- Location: Fayette County, Illinois, U.S.
- Nearest city: Ramsey, Illinois
- Coordinates: 39°09′52″N 89°08′08″W﻿ / ﻿39.16444°N 89.13556°W
- Area: 1,980 acres (800 ha)
- Governing body: Illinois Department of Natural Resources

= Ramsey Lake State Recreation Area =

State park in Illinois, United States

Ramsey Lake State Recreation Area is a 1980 acre state park located in Fayette County, Illinois, United States. The nearest town is Ramsey, Illinois, and the park is adjacent to U.S. Highway 51. The park is managed by the Illinois Department of Natural Resources (IDNR).

==Hunting, fishing, and boating==
The Illinois Department of Natural Resources (IDNR) manages Ramsey Lake State Recreation Area (SRA) for a variety of active recreational uses, including boating, fishing, and hunting. The park centers on Ramsey Lake, a 3/4 mi long, 40 acre artificial reservoir begun in 1947. The reservoir is named after Ramsey Creek, a tributary of the Kaskaskia River.

Before the creation of the state park, this parcel of property was called the Old Fox Chase Grounds; and Ramsey Lake occupies a valley named Fox Hunt Hollow in honor of the annual fox hunts that were hosted here by the Central Illinois Foxhunter's Association. Hunting today centers on whitetail deer, which are hunted by bow only, upland birds such as mourning doves, pheasants, quail, and wild turkey, and small game such as coyotes, raccoons, and squirrels.

Ramsey Lake is stocked with largemouth bass, bluegill, catfish, crappie, and sunfish. There is a power limit on the lake (electric motors only). The state park also contains six small fishing ponds and 24 small vernal ponds and patches of non-fishing wetland managed for frogs and other amphibia.

Other outdoor recreation opportunities are provided by a network of state park trails, headed by the 15 mi Equestrian Trail and the 2.3 mi Old Fox Chase Grounds Trail.

==Illinois Natural Area==
A disjunct land parcel, the Ramsey Railroad Prairie, is managed by IDNR from the nearby state recreation area. Currently, the 11.26 acre railroad prairie is a strip of land of 6500 ft in length and 75 ft in width, running north-and-south adjacent to Township Road 750E. It is classified by IDNR as dry-mesic and mesic prairie.

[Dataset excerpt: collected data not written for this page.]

PR #5656, opened 2026-07-27
Prevent stale Cast resumes from breaking local playback

### LINKED ISSUE #5248: Android: stale Cast session auto-resume (error 2152) tears down the media notification and stops local playback
> **Updated 2026-07-27** with root cause confirmed from a full debug log on 8.16. The original report is preserved under "Original report" below. Retitled from "Intermittent broken playback with 8.10-rc-2": this is neither intermittent nor rc-specific, it reproduces on demand and is still present in 8.16.

## Summary

Pocket Casts persists a Chromecast session and the Cast SDK auto-resumes it on app foreground. When the receiver is unreachable the resume fails with error `2152`, and **that failure is routed into the local playback error path**. The result is that the media notification and foreground service are torn down and local playback stops, even though the user is not casting and never asked to.

The user sees a "Could not connect to the Chromecast device" toast, loses lock screen / headphone / Android Auto transport controls, and playback halts.

## Log signature

```
E Cast session resume failed with error code 2152
E Cast session failed with error code 2152
I stopForeground state: 7 removing notification: true
E Playback state error: 1 Could not connect to the Chromecast device. Please check the device and try again.
```

Repeats roughly 10 seconds after **every** app foreground event (10+ occurrences in a single log), each preceded by the standard foreground sequence (`Loading subscription plans` / `Billing client connected` / `Set up periodic refresh`).

Sequence:

1. Cast SDK attempts to resume a previously saved session.
2. Resume fails with `2152`.
3. The failure surfaces as a generic playback error instead of being scoped to the cast path. **This is the defect.**
4. `stopForeground(... removeNotification = true)` tears down the media notification and foreground service.
5. Local playback stops; transport controls go dead.

## Reproduction

1. Cast to a Chromecast or Nest receiver from Pocket Casts.
2. Leave without explicitly tapping **Stop Casting** (walk out of range, or power the receiver off).
3. Later, with the receiver unreachable, foreground Pocket Casts and play an episode locally.
4. Within ~10 seconds the toast appears, the media notification disappears, and playback stops.

Step 2 is the trigger. The saved session persists indefinitely until a session is explicitly ended.

## What this is not

* **Not a network or proximity problem.** Confirmed firing with `Current connection: Type: mobile, Metered? yes` and a Bluetooth headset as the active audio route. Cellular data, no receiver reachable anywhere, and the resume is still attempted and still kills playback. Toggling Wi-Fi does nothing.
* **Not cleared by a process restart.** Four separate `App started. 8.16 (9441)` events within a ~5 minute window, error recurring after each. The saved session outlives the process, so force stop and device reboot do not help.
* **Not user-initiated.** Affected users are not casting. One had never knowingly cast from the app.
* **Not PCDROID-555.** The same log contains `reason=3 (LOW_MEMORY)` process exits, but those are a separate issue. This failure is directly attributable to the cast error tearing down the foreground service and is reproducible on demand.

The user-visible toast is gated behind the `display_errors_on_player: true` flag, enabled in current builds.

## Workarounds

**Works:** rejoin the network with the receiver powered on, connect from Pocket Casts, then explicitly tap **Stop Casting**. This ends the session cleanly and clears the persisted state. Independently discovered by the reporter on PCDROID-549.

**Does not work,** all confirmed by affected users: force stop, device restart, Wi-Fi toggle, and "disconnect via the Cast icon" (there is no visible session to disconnect from, which is precisely the problem). Support should not be recommending these.

## Suggested direction

Two separable fixes:

1. Do not propagate a Cast **session resume** failure into `PlaybackState` or the local player error path when no cast session is actively in use. Failing silently back to local playback resolves the user-facing breakage on its own, and is the smaller change.
2. Reconsider `CastOptions.setResumeSavedSession`, or bound the resume attempt: stop retrying once the route is undiscoverable, and clear the persisted session when the app is not on a network where that receiver exists.

## Impact

* App versions **8.9 through 8.16**.
* Android 16 (SDK 36) and Android 17 (SDK 37).
* Multiple OEMs: Nothing A024, Pixel 10 Pro XL.
* **10 support tickets** carrying this error string since April 2026. Two are attached to this issue; at least one affected customer has stated they are switching apps over it.

Likely the same underlying defect as PCDROID-549, which can probably be closed as a duplicate of this once confirmed.

---

### Description

This issue occurs intermittently. During podcast playback (over headphones so no casting), I'll get a toast notification that says

> Could not connect to the Chromecast device. Please check that the device and try again.

Sometimes playback will continue and sometimes it'll pause (and only resume when I re-enter the app). What will consistently happen is that the playback controls will disappear from the notification area and I can no longer play/pause with the controls on my headphones. If playback continues, it will usually be able to finish the podcast but then it won't go to the next one in the queue (it'll just pause at the end of the current podcast). When I open the app it displays a banner underneath the bottom bar which says

> This episode can't be played. Learn more

where the "Learn more" link takes me to an unhelpful webpage. Note that this banner appears consistently even though the podcast is playing.

Going into the playback screen, hitting play/pause twice will usually reset the app to working normally temporarily.

I do wonder if this is related to casting that I don't exit properly. I do sometimes cast to speakers, pause playback and then leave home without explicitly cancelling casting. This has never previously been a problem.

*(Confirmed 2026-07-27: this hunch was correct.)*

Unfortunately this issue occurs intermittently so I don't have good reproduction instructions. When it does occur, it's often something like the following:

1. Open Pocket Casts and start playing a podcast.
2. Leave the app (not always required)
3. Wait a short period of time
4. Observe the toast notification which says

   > Could not connect to the Chromecast device. Please check that the device and try again.<br>   as well as the playback controls disappearing from the notification area.
5. Try play/pausing using my headphone controls. They don't work.
6. Open Pocket Casts and observe the bottom banner which says

   > This episode can't be played. Learn more
7. The app can be reset to normal by going to the "Playing" screen and tapping Play/pause twice.

Toast notification:

Image

Bottom banner:

Image

* Google Pixel 10 Pro XL
* Android 16
* Pocket Casts 8.10-rc-2 (9423)

joashrajin:
## Description

A failed Cast SDK saved-session resume was routed through the same error path as a user-initiated Cast start. When the saved receiver was unavailable, the callback changed healthy local playback to an error state, removing the media notification and breaking lock-screen, headphone, and Android Auto controls.

This change preserves whether a Cast session failure came from an explicit start or an automatic resume. Resume failures are ignored only while local playback is active, while explicit Cast start failures and failures affecting an installed Cast player remain visible.

Fixes #5248
Fixes [PCDROID-554](https://linear.app/a8c/issue/PCDROID-554/android-stale-cast-session-auto-resume-error-2152-tears-down-the-media)

## Testing Instructions

1. Cast an episode to a receiver.
2. Leave the Cast session without tapping **Stop Casting**, then make the receiver unavailable.
3. Start local playback and bring Pocket Casts to the foreground.
4. Wait for the saved Cast session resume attempt to time out.
5. Verify local playback continues without an error toast or banner.
6. Verify the media notification remains visible and lock-screen, headphone, and Android Auto controls still work.
7. Start a new Cast connection to an unavailable receiver and verify the explicit connection failure is still shown.

Automated validation:

`JAVA_HOME='/Applications/Android Studio.app/Contents/jbr/Contents/Home' ./gradlew spotlessCheck :modules:services:repositories:testDebugUnitTest`

## Screenshots or Screencast 

Not applicable — no UI changes.

## Checklist
 
- [ ] with different themes

### DIFF
--- a/CHANGELOG.md
+++ b/CHANGELOG.md
@@ -9,6 +9,8 @@
 *   Bug Fixes
     *   Allow copying description and show notes links with a long press
         ([#5628](https://github.com/Automattic/pocket-casts-android/pull/5628))
+    *   Prevent a failed Cast session resume from interrupting local playback or removing playback controls
+        ([#5656](https://github.com/Automattic/pocket-casts-android/pull/5656))
 
 8.17
 -----
--- a/modules/services/repositories/src/main/java/au/com/shiftyjelly/pocketcasts/repositories/chromecast/CastManager.kt
+++ b/modules/services/repositories/src/main/java/au/com/shiftyjelly/pocketcasts/repositories/chromecast/CastManager.kt
@@ -6,6 +6,11 @@ interface CastManager {
 
     val isConnectedFlow: StateFlow<Boolean>
 
+    enum class SessionFailureType {
+        START,
+        RESUME,
+    }
+
     suspend fun isAvailable(): Boolean
     suspend fun isConnected(): Boolean
     suspend fun endSession()
@@ -17,6 +22,6 @@ interface CastManager {
         fun sessionStarted()
         fun sessionEnded()
         fun sessionReconnected()
-        fun sessionFailed(errorCode: Int) {}
+        fun sessionFailed(errorCode: Int, failureType: SessionFailureType) {}
     }
 }
--- a/modules/services/repositories/src/main/java/au/com/shiftyjelly/pocketcasts/repositories/chromecast/CastManagerImpl.kt
+++ b/modules/services/repositories/src/main/java/au/com/shiftyjelly/pocketcasts/repositories/chromecast/CastManagerImpl.kt
@@ -124,7 +124,7 @@ class CastManagerImpl @Inject constructor(
 
         override fun onSessionStartFailed(session: Session, i: Int) {
             LogBuffer.e(LogBuffer.TAG_PLAYBACK, "Cast session start failed with error code $i")
-            sessionListener?.sessionFailed(i)
+            sessionListener?.sessionFailed(i, CastManager.SessionFailureType.START)
         }
 
         override fun onSessionEnding(session: Session) {
@@ -150,7 +150,7 @@ class CastManagerImpl @Inject constructor(
 
         override fun onSessionResumeFailed(session: Session, i: Int) {
             LogBuffer.e(LogBuffer.TAG_PLAYBACK, "Cast session resume failed with error code $i")
-            sessionListener?.sessionFailed(i)
+            sessionListener?.sessionFailed(i, CastManager.SessionFailureType.RESUME)
         }
 
         override fun onSessionSuspended(session: Session, i: Int) {
--- a/modules/services/repositories/src/main/java/au/com/shiftyjelly/pocketcasts/repositories/playback/PlaybackManager.kt
+++ b/modules/services/repositories/src/main/java/au/com/shiftyjelly/pocketcasts/repositories/playback/PlaybackManager.kt
@@ -308,7 +308,16 @@ open class PlaybackManager @Inject constructor(
                     castReconnected()
                 }
 
-                override fun sessionFailed(errorCode: Int) {
+                override fun sessionFailed(errorCode: Int, failureType: CastManager.SessionFailureType) {
+                    // The Cast SDK can resume a saved session without user interaction. A failed cold resume must not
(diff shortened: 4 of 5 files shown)


paulybeebe:
I am really suffering with this issue. Any chance we can get it resolved please? Been a little while now.

sztomek (approved):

Historically, the prairie grows on a strip of land originally granted to the Illinois Central Railroad in 1850 to construct what was planned to be the railroad's central Illinois main line from Centralia, Illinois to Peru, Illinois. The economic boom of the 1850s in Chicago caused the Illinois Central's Chicago spur line to supplant the railroad's original main line. The Centralia-Peru line was eventually de-emphasized and abandoned. The railroad prairie was dedicated as an Illinois Natural Area in October 1997.